The disk space set for the pipeline is inherited by all the builds run for the pipeline.
You can also configure the disk space for a specific trigger used by the pipeline or for a specific run, and override what’s set for the pipeline.
- Select the pipeline for which to set the disk space.
- Select Settings, and then Runtime.
- Enable Set minimum required disk space and either retain the default displayed or change as needed.
Track the actual disk usage in Builds > Metrics.
Set memory-usage threshold for pipeline build
If needed, select a memory-usage threshold for the pipeline build to override the account-level setting for the same. Codefresh displays a banner when memory usage has exceeded the selected threshold.
The global memory-usage threshold is set in Pipeline Settings, for all pipelines in the account.
You can override the memory-usage threshold for individual pipelines, depending on the resources needed for pipeline execution. For example, if the account-level memory usage is set at 90%, and the specific pipeline is resource-intensive, you want to be warned when the usage exceeds 70%, instead of 90%.
Conversely, if the account-level memory usage is set to 70%, and the specific pipeline is likely to use between 80% and 90% for example, you can safely set the memory-usage threshold to 100% to avoid unnecessary usage warnings.
If needed, Codefresh account administrators can override the scopes set at the account-level with custom scopes for ehe dividual pipeline. All the pipeline’s builds inherit the custom scopes.
Using pipeline templates
When enabled for the account, you can create a new pipeline from existing pipelines tagged as Templates.
To do so, you need to first convert existing pipelines to pipeline templates.
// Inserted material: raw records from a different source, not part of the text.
PR #15199, opened 2026-08-23
Add jorj1357 and keyesgen to `Featured Artists with osu! accounts`

AndiTafel:
[yesandtheyes127](https://osu.ppy.sh/users/15943191) is already in the user group, [keyesgen](https://osu.ppy.sh/users/13278140) isn't.

## Self-check

- [x] The changes are tested against the [contribution checklist](https://osu.ppy.sh/wiki/osu!_wiki/Contribution_guide#self-check)

PR #14894, opened 2026-06-28
Update `People/Featured Artists`

AndiTafel:
Added missing FAs and updated some usernames. Also updated all non-outdated translations.

Edit: Maybe Adust Rain should be added? See [discord](https://discord.com/channels/188630481301012481/1094639474941636819/1520567606254371068).

## Self-check

- [x] The changes are tested against the [contribution checklist](https://osu.ppy.sh/wiki/osu!_wiki/Contribution_guide#self-check)

PR #15204, opened 2026-08-24
Update usernames in `People/Featured Artists`

AndiTafel:
Not super important, but it bugs me https://github.com/ppy/osu-wiki/pull/15199#issuecomment-5395967969

## Self-check


TicClick:
not sure this is the right direction, unless the artist(s) want it themselves or this is common practice — that I do not know

AndiTafel:
Idk, I also updated old usernames in https://github.com/ppy/osu-wiki/pull/14894 and it seemed to be okay.

(This only affects the left column (profile name), not the name on the FA listing.)

TicClick (approved):
yeah, I was looking for a signal like that, thank you

PR #15233, opened 2026-08-27
Mention recently added features for the wiki

The-Last-Cookie:
- styled alerts
- on-hover user card display

## Self-check

- [x] The changes are tested against the [contribution checklist](https://osu.ppy.sh/wiki/osu!_wiki/Contribution_guide#self-check)

PR #13392, opened 2025-06-18
[ES] Update `History of osu!/osu! wiki`

UnknownOsu:
## Self-check

- [x] The changes are tested against the [contribution checklist](https://osu.ppy.sh/wiki/osu!_wiki/Contribution_guide#self-check)
- [x] *(translations only)* The changes are reviewed on GitHub [by a fluent speaker](https://osu.ppy.sh/wiki/osu!_wiki/Contribution_guide#review)

PR #13157, opened 2025-04-18
Clean up `History of osu! wiki`

Nivalyx:
Thought I'll tidy up the entire article as well after doing [#13150](http://github.com/ppy/osu-wiki/pull/13150) yesterday.

Please note that for the most part this is a cleanup/rewrite (not an update) and I didn't really add anything new to it. The formatting is based on the "[Mapping and modding timeline](http://osu.ppy.sh/wiki/en/History_of_osu!/Mapping_and_modding_timeline)" page.

- [x] The changes are tested against the [contribution checklist](https://osu.ppy.sh/wiki/osu!_wiki/Contribution_guide#self-check)

PR #15250, opened 2026-09-02
Correct word in `History of osu!/osu! wiki`

AndiTafel:
Didn't notice this in https://github.com/ppy/osu-wiki/pull/15233.

~~This PR also updates the `outdated_since` hash in `es.md`, because it seems to me like the translation was never updated to include the changes from https://github.com/ppy/osu-wiki/pull/13157 (it still uses tables). (I guess this is because https://github.com/ppy/osu-wiki/pull/13392 happened before https://github.com/ppy/osu-wiki/pull/13459.)~~

## Self-check


UnknownOsu:
Regarding what you mentioned about the use of tables in the `ES` article, the information in the article was updated, but the tables were kept.

It was mostly a stylistic decision, since there really wasn’t any issue with whether or not to use tables, as mentioned in [#13157](https://github.com/ppy/osu-wiki/pull/13157#issuecomment-2815762175), and the most important part of that pull request was updating the information; I decided to keep the tables but update the information

TicClick (approved):

AndiTafel:
> Regarding what you mentioned about the use of tables in the `ES` article, the information in the article was updated, but the tables were kept.

Oh okay, sorry, didn't know that was intentional.

PR #15270, opened 2026-09-06
Make article titles in `History of osu!/...` consistent

AndiTafel:
The article title is usually `History of osu! <year>` but for some reason in some years it's just `<year>`. Occasionally, there are also inconsistencies between English and translations.

image

vs.

image

The first one looks much better to me (and is used is the majority of these articles).

DO_NOT_OUTDATE: *

## Self-check


Joehuu (approved):
These titles are used for wiki search too, so makes sense. LGTM.

Screenshot 2026-09-05 at 6 53 14 PM

PR #15281, opened 2026-09-08
[EN] Add reading skill and rework tldr to Performance Points

stysan:
## Self-check

### DIFF
--- a/wiki/Performance_points/en.md
+++ b/wiki/Performance_points/en.md
@@ -10,7 +10,7 @@ It aims to shift the focus of skill progression from the amount of time played t
 
 Performance points are heavily based on calculated beatmap difficulty, which is determined by a unique algorithm constructed for each individual [game mode](/wiki/Game_mode).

Create a pipeline template
Convert an existing pipeline into a pipeline template, by tagging it as such.
- In the Codefresh UI, from the sidebar, select Pipelines to view all your pipelines.
- Select the pipeline to convert to a template.
- From the sidebar, mouse over the pipeline name, and from the context menu, select Create Template.
- Do one of the following:
- To convert the pipeline to a pipeline template, select Convert the pipeline itself to a template.
- To create a copy of the pipeline and convert the copy into a pipeline template, select Copy this pipeline to a pipeline template.
Define the template name, project and tags.
In the Pipelines page, pipeline templates are marked TEMPLATES. On selecting a pipeline, pipeline templates in the sidebar are prefixed with a dot.
Create a pipeline from a pipeline template
Now when you create a new pipeline, you can also select which pipeline template will be used as an initial pipeline definition:
Selecting a pipeline template, applies the template’s settings when the pipeline is created. Subsequent changes to the pipeline template do not impact pipelines already created from that template.
You can also quickly convert a pipeline to a template in the General tab of the pipeline’s settings.
Pipelines that do not belong to any project
Although we recommend adding all your pipelines to a project, this is not a hard requirement. You can create pipelines that do not belong to a project from the Pipelines section on the left sidebar. If you have a Codefresh account created before May 2019 you might already have several pipelines that are like this.
If you change your mind, you can also add detached pipelines (i.e. pipelines that are not part of a project) manually from the 3-dot menu that is found on the right of each pipeline.
Pipelines that belong to a project will mention it below their name so it is very easy to understand which pipelines belong to a project and which do not.